In all of these countries, the existing private law legislation was very capable of functioning under the changed economic circumstances.
c) A peculiarly created system. As the reader will be aware, in addition to the GDR’s civil code of 1975*23 , it was the Czechoslovak civil code of 1964*24 that, from the legal concept point of view, was the most distinct attempt to deviate from the concept of civil law found in Roman law. Similarly, it is relatively well known that, from the system point of view, in particular, its concepts manifested themselves in a number of ways. It distinguished rather faithfully — i.e., in accordance with the economic situation — among the various economic law relations and adjusted the handling of civil law issues in response to the economic-political situation in the most faithful way of any Eastern European country.*25 The obligations were replaced with services, in other than an economic sense; the legal personality was changed and adjusted; and the obligation-related issues were adjusted to the quota economy. From this standpoint, a certain part of the civil code showed an absolute focus on protection of the weaker party. The superficies solo cedit principle was abandoned as a key traditional institution of property law.

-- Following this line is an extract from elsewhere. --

PR #2619, opened 2024-06-21
Allow setting the contact and docs url with env variables.

hareland:
Simply allows setting the contact and docs url with env variables.

### DIFF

d) Other systems of law. Other systems include the civil law of Romania and that of Bulgaria.*26 Neither of these systems is original, with Romania still retaining some aspects of the French Code Civil.
2.1.3. Jurisprudence and the judiciary
The condition of legislation is, to a great extent, reflected in the level of civil‑law‑related jurisprudence.
a) Jurisprudence includes Poland, Hungary, and Slovenia.*27 In all of these states, civil-law jurisprudence (legal theory) enjoys a relatively autonomous position — it does not immediately fall victim to the Communist ideology and, in fact, aids in developing (as paradoxical as this may seem) private law jurisprudence. All of these states maintained more or less intensive contacts with, and thus reflected, the free jurisprudence of the West. However, there were some authors who succumbed to the ideology or certain related illusions, and one therefore can observe a substantial difference from our understanding of civil law. These illusory concepts are seen in, among other actions, the Hungarian Sarkozy’s*28 attempt to create a socialist joint-stock company and Letowska’s*29 approach to competition or consumer protection.
The condition of the jurisprudence of other Eastern Bloc member states witnessed a steep fall, succumbing to both ideological concepts (Knapp)*30 and illusory notions of a new civil law (as did Z. Kratochvíl and Karel Knap).*31
b) The judiciary. One can hardly observe any major differences in the judiciary between the countries considered in this article. Even the supreme courts fail to express themselves as anything more than the legislator’s mouth, not daring to adopt a suprapositivist and antiformalist approach to the interpretation of law. Some provisions that are directly designed for this method of interpretation find no application at all.*32
2.2. Timing of the changes
In addition to purely political or political and economic aspects, the speed of changes in private law legislation is mostly a function of the degree of adequacy of these systems for addressing the changes in the economy. The foreign legislation has clearly gained political implications in the newly independent Baltic States. Therefore, fundamentally new provisions have come into existence in the Baltic States.
Partial changes are characteristic of the remaining states examined here. Ideologically and functionally inapt provisions are deleted immediately after the landmark political changes, with the necessary categories or legal institutions added in the civil law legislation later. These changes were more dramatic where these institutions had not existed before than they were in states such as Poland, Hungary, and Slovakia*33 , where the socialist legislation had provided for these institutions — e.g., the pledge right.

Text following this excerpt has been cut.